**Work item:**
Among the entries, find the lines with the string "passed" and report them.

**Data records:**

PR #85, opened 2016-04-01
add hg_request_forward_cb convenience function

JohnPJenkins:
Simple function that should account for 90% of hg_request use cases (HG_Forward + hg_request_wait).

Also, noticed a doc error about returning -HG_XXX_ERROR, which doesn't seem to be done, and added an HG_OTHER_ERROR error type for errors outside the purview of mercury (such as mercury_util).

### DIFF
--- a/src/util/mercury_request.h
+++ b/src/util/mercury_request.h
@@ -11,6 +11,7 @@
 #ifndef MERCURY_REQUEST_H
 #define MERCURY_REQUEST_H
 
+#include <mercury_types.h>
 #include "mercury_util_config.h"
 
 /**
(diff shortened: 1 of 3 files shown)


src/util/mercury_request.h
```diff
@@ -137,6 +138,17 @@ hg_request_waitall(int count, hg_request_t *request[],  unsigned int timeout,
...
 /**
+ * A convenience callback function to pass to HG_Forward when using
+ * hg_request. This function simply interprets the argument passed into
+ * HG_Forward as an hg_request_t and calls hg_request_complete on it
+ *
+ * \return HG_SUCCESS if hg_request_complete returns HG_UTIL_SUCCESS,
+ *         HG_OTHER_ERROR otherwise
+ */
+HG_UTIL_EXPORT hg_return_t
+hg_request_forward_cb(const struct hg_cb_info *cb_info);
```
soumagne: Since the same function can be used for lookup (for now), forward, respond and bulk transfer, can you just change the name to be more generic?

JohnPJenkins: Sure! How about `hg_request_complete_cb` - a callback that calls hg_request_complete?

BTW, nice that the callback types have been merged.

soumagne: Yes that sounds good, thanks!

soumagne:
Yeah.. although now that I look at it, I wish mercury_request.h was not depending on mercury headers, since it's a separate layer. So I'm not sure if this is the right place to put that routine. I'll merge it for now and we can think later.

PR #94, opened 2016-05-04
typo in handle size bounds

JohnPJenkins:


soumagne:
I thought this was fixed a long time ago :/ I remember having seen that one multiple times before... looks like I had missed it again...

PR #95, opened 2016-05-05
update na_cci to use create_endpoint_at()

carns:
Don't merge this (yet), it depends on CCI functionality that is currently in a development branch of CCI (https://github.com/CCI/cci.git topic/create-endpoint-at)

- this makes na_cci honor the port specification in the HG listen  address
- requires the topic/create_endpoint_at branch of cci
- anything after the ":" in the HG string address is passed on to the "service" argument of cci_create_endpoint_at() if Mercury is initialized in listening mode

Thanks to @scottatchley for the CCI component of this work (i.e. the hard part)!


soumagne:
Thanks for making the fix! Yeah... I expect the check will fail because there will be a link error with the version of CCI that is used on travis

carns:
I've jumbled up this branch terribly somehow, will open another pull request later.

soumagne:
Hmm ok no problem, I will squash the commits anyway so do not worry if you have merge commits or anything weird as long as the diff is correct...

PR #99, opened 2016-05-09
reorder op_id assignment

JohnPJenkins:
Discussed in #96. Didn't touch SSM because #98. If you want, I can rebase one after you pull the other.


soumagne:
Ok no in this case I don't think you need to rebase because you didn't touch the SSM plugin so everything is good. I haven't tried yet, are most of the races you saw with tsan gone after that?

PR #931, opened 2025-01-03
docs: :memo: revise output design to default to working dir

### LINKED ISSUE #894: Expand on outputs doc to include situation of having data package be created in the working directory
Like `git init`. And maybe specify that `lib` will default to local, since people will likely be using venvs if they work with Python anyway, so might as well assume the venv is a directory (e.g. managed via poetry) and that the directory will be the data package.

lwjohnst86:
## Description

Given that we've moved towards the default behaviour of creating data packages in the working directory, I've revised the output design docs to reflect that change.

Closes #894

This PR needs a quick review.

## Checklist

- [x] Updated documentation
- [ ] Ran `just run-all`


signekb:
@lwjohnst86  and these changes are also in #931 ? :)

lwjohnst86:
@signekb ugh annoying. This shouldn't be in #936 so review this one first :relaxed:

docs/design/interface/outputs.qmd
```diff
@@ -25,104 +23,100 @@ resource (see Note below).
...
+demographics could be one data resource, while the blood sample data
+could be another data resource within the data package.
 :::
 
-### Folders
-
-The folders that Sprout creates and uses are:
-
-`SPROUT_ROOT/`
+## Single data package in working directory
```
martonvago, line 45:
```suggestion
## Single-user local environment
```
Maybe? To match "Multi-user server environment" below. But I don't feel strongly about this :P

martonvago (commented):
Looks good!!

docs/design/interface/outputs.qmd
lwjohnst86: Hmm, it doesn't exactly match the functionality though. The structure below doesn't have to be in a single user nor local environment. Just like Git repos could be on a multi-user server or on a single-user local.

PR #935, opened 2025-01-03
refactor: :truck: rename `SPROUT_ROOT` to `SPROUT_GLOBAL`

lwjohnst86:
## Description

Root has a bunch of different meanings in operating systems (root of a folder, root of the OS, etc). So to help differentiate it more, we'll use `SPROUT_GLOBAL` to indicate the global OS location for Sprout.

I had to rename a lot of Python files, so there are a lot of changes. Git also unfortunately recognized many file name changes as deletions, not file naming differences.

Closes #895

This PR needs a quick review.

## Checklist

- [x] Added or updated tests
- [x] Updated documentation
- [x] Ran `just run-all`

PR #936, opened 2025-01-03
docs: :memo: explain that we follow Seedcase's overall design

lwjohnst86:
## Description

This PR adds a very small edit to the design landing page to explain that we follow principles and patterns (that will eventually be written) found in the design repo.

This PR needs a quick review.

## Checklist

- [ ] Added or updated tests
- [x] Updated documentation
- [ ] Ran `just run-all`


docs/design/interface/outputs.qmd
```diff
@@ -150,24 +145,43 @@ Sprout creates and uses these files:
...
+    reasons, even though they contain the same data.
+
+## Multi-user server environment
+
+When Sprout is used within a server environment where multiple users and
+potentially multiple data packages are stored, the file system structure
+is different. The main difference is that the data packages are stored
+in a central location, rather than in the working directory of the user.
+Instead of a newly created data package being stored in `.`, it will
+default to the below paths.
```
signekb, line 171: I feel like this (and the header in the section above "Single data package in working directory") makes it sound like we don't expect users to work on multiple data packages when Sprout is used in a non-server environment? 
I could definitely see a scenario where someone collects data for multiple, unrelated projects?

signekb:
@lwjohnst86 seems like there's some changed here related to #935. Should this be a stacked PR instead?

docs/design/interface/outputs.qmd
```diff
@@ -150,24 +145,43 @@ Sprout creates and uses these files:
...
+
+`SPROUT_GLOBAL/`
```
signekb, line 173: Will `SPROUT_GLOBAL` not be used *at all* when working in a non-server environment? Only describing it under this header makes it seem so. Was that intentional?

lwjohnst86:
I am not sure what happened to this branch :thinking: :confused:

docs/design/interface/outputs.qmd
lwjohnst86: Yea, if they create multiple data packages, they would create new folders for them first. So no more `<id>` for packages in this particular context.

docs/design/interface/outputs.qmd
lwjohnst86: We can't control what users will do, only what type of assumptions/designs we make for the code. In this case, we make the assumption that local situations don't use GLOBAL so we can write the code with that assumption/design in mind.

martonvago (dismissed):
:+1: :+1: :+1:

Issue #927, opened 2025-01-03
Investigate issues around quartodoc's build of reference docs


lwjohnst86:

signekb:
List of identified issues: 
- [ ] Docstrings with multiline Returns are incorrectly split <img width="601" alt="Image" src="https://github.com/user-attachments/assets/cbe22a62-6640-487a-8b16-f8df253bd458" />
- [ ] When a referencing a function inside a file with the same name, quartodoc incorrectly builds the referene based on the file, not the function <img width="767" alt="Image" src="https://github.com/user-attachments/assets/9fe7fe14-505e-431a-9cd8-a2c9a5b6d424" />
- [ ] Writes out the entire function reference (too long/not pretty and not necessary since they are added in `__init__.py`) <img width="777" alt="Image" src="https://github.com/user-attachments/assets/5cae3651-1128-42b7-9af8-ee4d681dda9d" />

signekb:
This was a tracking issue to identify issues around Quartodoc and our docstrings. For now, I have added the issues found to the list above. 

If I find more issues, I will add them as separate issues to the repo and not add them to the list above.

PR #942, opened 2025-01-06
docs: 🎨 add package to each subsection and remove core before functions

### LINKED ISSUE #945: Remove "core" from reference headers
This is not necessary bc of the section split in the sidebar and on the reference index page.

signekb:
## Description

This PR prettifies the reference docs a bit by removing the `core.` before each function. This is achieved by adding the package `seedcase_sprout.core" at the subsection level. 

The entire reference will still be shown when looking at the individual function documentation like so: 
image

For reference, this is what it looks like on the website currently: 
image

Related to #927 
Closes #945 

This PR needs a quick review.

## Checklist

- [X] Updated documentation
- [ ] Ran `just run-all`

### DIFF
--- a/_quarto.yml
+++ b/_quarto.yml
@@ -79,6 +79,7 @@ quartodoc:
     table_style: description-list
   sections:
     - title: "Core functions"
+      desc: "Core functions that support the creation and management of data packages and data resources."
 
     - subtitle: "Data package functions"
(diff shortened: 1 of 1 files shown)


lwjohnst86 (approved):
Oh so much nicer!!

**Answer to this exercise:**
+ * hg_request. This function simply interprets the argument passed into
- anything after the ":" in the HG string address is passed on to the "service" argument of cci_create_endpoint_at() if Mercury is initialized in listening mode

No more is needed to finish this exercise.